• The input:
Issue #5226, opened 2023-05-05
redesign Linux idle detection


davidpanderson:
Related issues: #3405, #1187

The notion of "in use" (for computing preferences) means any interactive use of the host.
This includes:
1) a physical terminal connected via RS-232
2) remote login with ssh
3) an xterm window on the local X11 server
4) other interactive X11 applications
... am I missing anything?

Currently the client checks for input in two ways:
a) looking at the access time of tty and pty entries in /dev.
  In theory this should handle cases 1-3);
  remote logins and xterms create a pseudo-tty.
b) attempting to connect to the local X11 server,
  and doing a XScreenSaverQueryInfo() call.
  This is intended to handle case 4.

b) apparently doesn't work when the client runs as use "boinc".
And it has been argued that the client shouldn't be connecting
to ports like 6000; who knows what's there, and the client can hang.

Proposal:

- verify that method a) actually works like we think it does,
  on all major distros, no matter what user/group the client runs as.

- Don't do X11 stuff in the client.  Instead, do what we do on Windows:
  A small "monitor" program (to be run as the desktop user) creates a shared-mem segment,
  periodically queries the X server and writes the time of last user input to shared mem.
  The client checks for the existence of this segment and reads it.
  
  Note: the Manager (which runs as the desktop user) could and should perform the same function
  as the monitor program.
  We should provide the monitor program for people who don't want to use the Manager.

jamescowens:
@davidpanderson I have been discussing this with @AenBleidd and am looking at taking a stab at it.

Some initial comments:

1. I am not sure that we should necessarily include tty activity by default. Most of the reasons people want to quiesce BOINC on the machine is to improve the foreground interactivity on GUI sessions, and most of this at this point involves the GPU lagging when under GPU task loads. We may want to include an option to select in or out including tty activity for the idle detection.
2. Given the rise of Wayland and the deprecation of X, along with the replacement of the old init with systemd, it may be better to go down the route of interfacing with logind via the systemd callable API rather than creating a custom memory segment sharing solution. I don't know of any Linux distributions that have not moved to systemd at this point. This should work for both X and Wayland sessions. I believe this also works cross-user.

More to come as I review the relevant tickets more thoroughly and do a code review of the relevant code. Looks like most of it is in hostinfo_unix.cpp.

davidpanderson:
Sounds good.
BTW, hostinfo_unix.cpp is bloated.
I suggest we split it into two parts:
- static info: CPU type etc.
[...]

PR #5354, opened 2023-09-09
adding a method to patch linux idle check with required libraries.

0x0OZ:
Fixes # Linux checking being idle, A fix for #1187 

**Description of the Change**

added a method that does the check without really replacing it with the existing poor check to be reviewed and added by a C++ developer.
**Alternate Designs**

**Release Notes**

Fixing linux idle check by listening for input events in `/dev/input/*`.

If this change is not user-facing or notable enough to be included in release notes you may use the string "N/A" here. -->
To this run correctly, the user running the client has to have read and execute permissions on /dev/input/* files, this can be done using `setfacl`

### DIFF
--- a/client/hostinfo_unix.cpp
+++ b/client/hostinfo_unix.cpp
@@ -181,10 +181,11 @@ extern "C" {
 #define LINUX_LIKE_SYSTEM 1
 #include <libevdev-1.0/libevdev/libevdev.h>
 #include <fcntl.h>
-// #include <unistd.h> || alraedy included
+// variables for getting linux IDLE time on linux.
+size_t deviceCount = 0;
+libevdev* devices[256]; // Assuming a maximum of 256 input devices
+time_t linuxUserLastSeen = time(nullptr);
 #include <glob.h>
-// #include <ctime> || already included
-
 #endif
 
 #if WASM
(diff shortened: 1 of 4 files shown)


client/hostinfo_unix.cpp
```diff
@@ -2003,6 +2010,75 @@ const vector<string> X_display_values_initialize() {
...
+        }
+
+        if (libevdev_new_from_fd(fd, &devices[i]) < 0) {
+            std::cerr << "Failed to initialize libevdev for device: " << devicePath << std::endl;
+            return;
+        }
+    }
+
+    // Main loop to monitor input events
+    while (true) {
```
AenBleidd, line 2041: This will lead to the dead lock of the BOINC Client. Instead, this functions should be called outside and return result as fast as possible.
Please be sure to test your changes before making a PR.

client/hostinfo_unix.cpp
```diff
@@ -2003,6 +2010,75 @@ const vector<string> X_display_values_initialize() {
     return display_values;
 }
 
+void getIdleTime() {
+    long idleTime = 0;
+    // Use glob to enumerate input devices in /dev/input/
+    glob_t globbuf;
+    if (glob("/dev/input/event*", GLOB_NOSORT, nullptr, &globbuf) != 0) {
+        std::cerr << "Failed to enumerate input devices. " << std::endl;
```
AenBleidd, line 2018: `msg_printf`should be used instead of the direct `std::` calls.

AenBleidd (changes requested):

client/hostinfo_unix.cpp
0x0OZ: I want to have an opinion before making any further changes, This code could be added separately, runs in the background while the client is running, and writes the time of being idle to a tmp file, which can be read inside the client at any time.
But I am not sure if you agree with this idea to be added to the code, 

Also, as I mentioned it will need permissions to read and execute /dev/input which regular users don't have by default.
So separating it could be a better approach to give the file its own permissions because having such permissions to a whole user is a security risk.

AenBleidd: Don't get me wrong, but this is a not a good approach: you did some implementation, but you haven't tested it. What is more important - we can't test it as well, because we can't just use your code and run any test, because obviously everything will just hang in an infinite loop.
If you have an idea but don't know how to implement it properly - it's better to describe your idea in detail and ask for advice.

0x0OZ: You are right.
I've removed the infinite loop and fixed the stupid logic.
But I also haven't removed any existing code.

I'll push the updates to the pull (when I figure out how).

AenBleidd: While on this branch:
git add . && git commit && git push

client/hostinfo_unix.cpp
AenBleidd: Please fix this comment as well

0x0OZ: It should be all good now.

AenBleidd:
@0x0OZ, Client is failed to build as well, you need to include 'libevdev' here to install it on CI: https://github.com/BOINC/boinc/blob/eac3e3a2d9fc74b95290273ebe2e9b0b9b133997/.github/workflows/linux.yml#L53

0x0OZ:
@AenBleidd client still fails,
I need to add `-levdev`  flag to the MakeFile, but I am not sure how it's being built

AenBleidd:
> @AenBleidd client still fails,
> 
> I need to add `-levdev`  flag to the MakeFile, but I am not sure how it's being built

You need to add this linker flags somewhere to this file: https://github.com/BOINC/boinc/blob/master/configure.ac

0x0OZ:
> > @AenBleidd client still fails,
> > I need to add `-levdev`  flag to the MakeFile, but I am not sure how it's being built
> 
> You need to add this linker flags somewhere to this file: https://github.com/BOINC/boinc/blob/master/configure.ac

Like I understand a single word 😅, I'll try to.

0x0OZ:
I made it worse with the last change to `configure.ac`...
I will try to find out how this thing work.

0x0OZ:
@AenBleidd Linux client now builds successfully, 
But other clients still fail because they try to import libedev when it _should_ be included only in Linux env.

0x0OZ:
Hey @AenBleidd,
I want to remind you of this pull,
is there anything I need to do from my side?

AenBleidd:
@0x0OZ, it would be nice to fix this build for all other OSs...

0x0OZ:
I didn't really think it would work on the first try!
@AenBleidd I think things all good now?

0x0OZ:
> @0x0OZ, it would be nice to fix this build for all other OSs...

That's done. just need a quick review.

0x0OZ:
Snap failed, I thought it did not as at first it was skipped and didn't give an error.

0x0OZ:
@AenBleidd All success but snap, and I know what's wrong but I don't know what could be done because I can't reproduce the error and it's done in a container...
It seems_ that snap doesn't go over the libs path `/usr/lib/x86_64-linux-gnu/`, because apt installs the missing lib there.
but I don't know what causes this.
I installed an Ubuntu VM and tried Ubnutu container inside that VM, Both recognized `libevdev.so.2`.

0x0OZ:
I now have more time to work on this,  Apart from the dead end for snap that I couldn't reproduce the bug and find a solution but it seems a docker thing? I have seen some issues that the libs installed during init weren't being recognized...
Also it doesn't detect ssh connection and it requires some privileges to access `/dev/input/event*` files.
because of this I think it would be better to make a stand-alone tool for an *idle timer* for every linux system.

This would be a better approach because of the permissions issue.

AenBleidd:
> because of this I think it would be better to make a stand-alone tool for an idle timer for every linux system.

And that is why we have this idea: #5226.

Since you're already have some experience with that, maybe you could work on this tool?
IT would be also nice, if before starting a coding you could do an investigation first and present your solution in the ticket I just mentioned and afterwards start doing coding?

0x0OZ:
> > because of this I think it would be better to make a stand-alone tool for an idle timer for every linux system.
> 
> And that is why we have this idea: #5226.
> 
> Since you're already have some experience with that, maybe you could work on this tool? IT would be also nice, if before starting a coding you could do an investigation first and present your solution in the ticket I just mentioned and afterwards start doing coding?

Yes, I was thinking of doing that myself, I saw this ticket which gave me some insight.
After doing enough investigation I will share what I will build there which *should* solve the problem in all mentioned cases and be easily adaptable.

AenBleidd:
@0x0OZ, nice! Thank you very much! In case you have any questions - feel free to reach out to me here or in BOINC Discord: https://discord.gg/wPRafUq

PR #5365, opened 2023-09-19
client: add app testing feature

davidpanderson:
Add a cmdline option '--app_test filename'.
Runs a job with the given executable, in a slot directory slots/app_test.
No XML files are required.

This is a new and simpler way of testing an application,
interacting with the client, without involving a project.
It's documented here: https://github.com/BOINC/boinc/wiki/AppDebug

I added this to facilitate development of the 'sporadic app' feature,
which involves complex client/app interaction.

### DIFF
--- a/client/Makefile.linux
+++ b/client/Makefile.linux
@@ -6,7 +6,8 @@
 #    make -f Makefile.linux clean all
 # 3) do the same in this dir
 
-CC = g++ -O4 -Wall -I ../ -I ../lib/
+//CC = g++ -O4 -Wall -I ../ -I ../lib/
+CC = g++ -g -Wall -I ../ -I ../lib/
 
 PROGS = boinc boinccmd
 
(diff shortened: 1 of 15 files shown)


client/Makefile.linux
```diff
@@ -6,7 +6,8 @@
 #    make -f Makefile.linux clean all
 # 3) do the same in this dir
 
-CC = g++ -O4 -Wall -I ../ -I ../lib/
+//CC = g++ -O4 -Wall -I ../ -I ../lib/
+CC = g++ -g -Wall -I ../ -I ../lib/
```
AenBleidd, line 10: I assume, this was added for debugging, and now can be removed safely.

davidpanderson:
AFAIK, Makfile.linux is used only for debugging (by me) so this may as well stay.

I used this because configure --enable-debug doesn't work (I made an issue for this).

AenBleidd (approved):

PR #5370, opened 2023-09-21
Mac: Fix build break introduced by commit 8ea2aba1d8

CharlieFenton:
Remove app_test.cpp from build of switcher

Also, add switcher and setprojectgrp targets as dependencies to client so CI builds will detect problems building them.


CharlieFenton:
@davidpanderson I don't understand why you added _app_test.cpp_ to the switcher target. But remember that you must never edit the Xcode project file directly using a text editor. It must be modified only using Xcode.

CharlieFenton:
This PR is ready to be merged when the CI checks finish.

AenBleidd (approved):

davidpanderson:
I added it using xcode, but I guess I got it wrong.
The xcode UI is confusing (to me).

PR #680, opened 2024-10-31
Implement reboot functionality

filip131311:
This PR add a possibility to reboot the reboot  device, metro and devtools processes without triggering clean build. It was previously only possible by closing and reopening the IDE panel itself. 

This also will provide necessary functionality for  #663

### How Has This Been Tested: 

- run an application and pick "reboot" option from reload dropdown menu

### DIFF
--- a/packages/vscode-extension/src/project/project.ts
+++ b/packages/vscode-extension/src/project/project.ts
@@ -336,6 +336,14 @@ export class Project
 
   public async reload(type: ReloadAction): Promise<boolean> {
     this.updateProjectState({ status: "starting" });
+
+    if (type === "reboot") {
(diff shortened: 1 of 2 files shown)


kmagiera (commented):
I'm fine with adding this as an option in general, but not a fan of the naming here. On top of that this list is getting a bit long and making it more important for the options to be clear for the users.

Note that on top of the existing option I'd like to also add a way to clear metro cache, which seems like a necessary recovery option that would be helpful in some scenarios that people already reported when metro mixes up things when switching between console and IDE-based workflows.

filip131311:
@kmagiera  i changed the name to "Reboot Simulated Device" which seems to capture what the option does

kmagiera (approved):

• Problem requirements: The answer is the run of lines above from the line containing "This is intended to handle case 4." through the line containing "Sounds good.", copied exactly and alone.

• Response below:
  This is intended to handle case 4.

b) apparently doesn't work when the client runs as use "boinc".
And it has been argued that the client shouldn't be connecting
to ports like 6000; who knows what's there, and the client can hang.

Proposal:

- verify that method a) actually works like we think it does,
  on all major distros, no matter what user/group the client runs as.

- Don't do X11 stuff in the client.  Instead, do what we do on Windows:
  A small "monitor" program (to be run as the desktop user) creates a shared-mem segment,
  periodically queries the X server and writes the time of last user input to shared mem.
  The client checks for the existence of this segment and reads it.
  
  Note: the Manager (which runs as the desktop user) could and should perform the same function
  as the monitor program.
  We should provide the monitor program for people who don't want to use the Manager.

jamescowens:
@davidpanderson I have been discussing this with @AenBleidd and am looking at taking a stab at it.

Some initial comments:

1. I am not sure that we should necessarily include tty activity by default. Most of the reasons people want to quiesce BOINC on the machine is to improve the foreground interactivity on GUI sessions, and most of this at this point involves the GPU lagging when under GPU task loads. We may want to include an option to select in or out including tty activity for the idle detection.
2. Given the rise of Wayland and the deprecation of X, along with the replacement of the old init with systemd, it may be better to go down the route of interfacing with logind via the systemd callable API rather than creating a custom memory segment sharing solution. I don't know of any Linux distributions that have not moved to systemd at this point. This should work for both X and Wayland sessions. I believe this also works cross-user.

More to come as I review the relevant tickets more thoroughly and do a code review of the relevant code. Looks like most of it is in hostinfo_unix.cpp.

davidpanderson:
Sounds good.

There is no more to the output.